**REQUIREMENT**
Return the data below exactly, but only from the line containing "From https://cmake.org/cmake/help/latest/module/FindPython3.html" through the line containing "PR #2, opened 2021-12-05", with both of those lines included.
##### MATERIAL PROVIDED #####
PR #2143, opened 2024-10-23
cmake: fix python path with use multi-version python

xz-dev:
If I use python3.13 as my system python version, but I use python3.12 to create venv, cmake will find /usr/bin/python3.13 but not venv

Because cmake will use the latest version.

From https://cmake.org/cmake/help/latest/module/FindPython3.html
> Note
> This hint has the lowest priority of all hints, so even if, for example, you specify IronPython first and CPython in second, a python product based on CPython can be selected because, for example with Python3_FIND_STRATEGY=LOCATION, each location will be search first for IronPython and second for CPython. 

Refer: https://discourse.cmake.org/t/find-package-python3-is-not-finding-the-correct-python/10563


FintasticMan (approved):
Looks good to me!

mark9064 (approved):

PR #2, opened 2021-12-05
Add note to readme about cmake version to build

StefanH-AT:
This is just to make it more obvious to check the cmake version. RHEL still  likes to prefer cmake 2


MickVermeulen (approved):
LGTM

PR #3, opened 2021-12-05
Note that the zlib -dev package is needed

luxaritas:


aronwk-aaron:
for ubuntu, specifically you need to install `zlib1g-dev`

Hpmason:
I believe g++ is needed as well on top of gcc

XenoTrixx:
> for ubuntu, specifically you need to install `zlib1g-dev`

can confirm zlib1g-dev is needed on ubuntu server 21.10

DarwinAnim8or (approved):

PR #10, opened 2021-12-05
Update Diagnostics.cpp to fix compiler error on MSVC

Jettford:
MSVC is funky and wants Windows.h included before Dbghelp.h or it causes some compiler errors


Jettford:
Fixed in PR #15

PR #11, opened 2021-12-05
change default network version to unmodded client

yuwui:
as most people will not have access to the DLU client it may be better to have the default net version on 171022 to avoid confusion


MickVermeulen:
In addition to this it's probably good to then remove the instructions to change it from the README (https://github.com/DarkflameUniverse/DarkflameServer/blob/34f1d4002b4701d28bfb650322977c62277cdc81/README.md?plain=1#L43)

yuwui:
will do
#####
##### MATERIAL PROVIDED #####
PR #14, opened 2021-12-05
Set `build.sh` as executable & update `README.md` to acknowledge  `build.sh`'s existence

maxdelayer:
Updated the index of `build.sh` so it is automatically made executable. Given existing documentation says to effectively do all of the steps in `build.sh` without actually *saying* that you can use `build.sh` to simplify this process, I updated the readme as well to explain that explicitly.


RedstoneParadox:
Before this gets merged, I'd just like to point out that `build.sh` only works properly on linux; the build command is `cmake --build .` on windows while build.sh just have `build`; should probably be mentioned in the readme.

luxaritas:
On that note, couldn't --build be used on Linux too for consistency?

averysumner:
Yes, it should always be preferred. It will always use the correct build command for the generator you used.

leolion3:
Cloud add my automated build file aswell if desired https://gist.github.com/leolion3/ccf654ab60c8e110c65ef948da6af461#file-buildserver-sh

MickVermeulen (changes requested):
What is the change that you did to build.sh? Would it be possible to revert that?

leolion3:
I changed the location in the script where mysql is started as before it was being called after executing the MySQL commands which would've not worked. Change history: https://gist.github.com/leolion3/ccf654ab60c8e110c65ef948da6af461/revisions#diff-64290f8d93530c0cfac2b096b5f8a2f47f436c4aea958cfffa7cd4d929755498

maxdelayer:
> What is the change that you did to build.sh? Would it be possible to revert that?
#####
**EXERCISE OUTPUT**
From https://cmake.org/cmake/help/latest/module/FindPython3.html
> Note
> This hint has the lowest priority of all hints, so even if, for example, you specify IronPython first and CPython in second, a python product based on CPython can be selected because, for example with Python3_FIND_STRATEGY=LOCATION, each location will be search first for IronPython and second for CPython. 

Refer: https://discourse.cmake.org/t/find-package-python3-is-not-finding-the-correct-python/10563


FintasticMan (approved):
Looks good to me!

mark9064 (approved):

PR #2, opened 2021-12-05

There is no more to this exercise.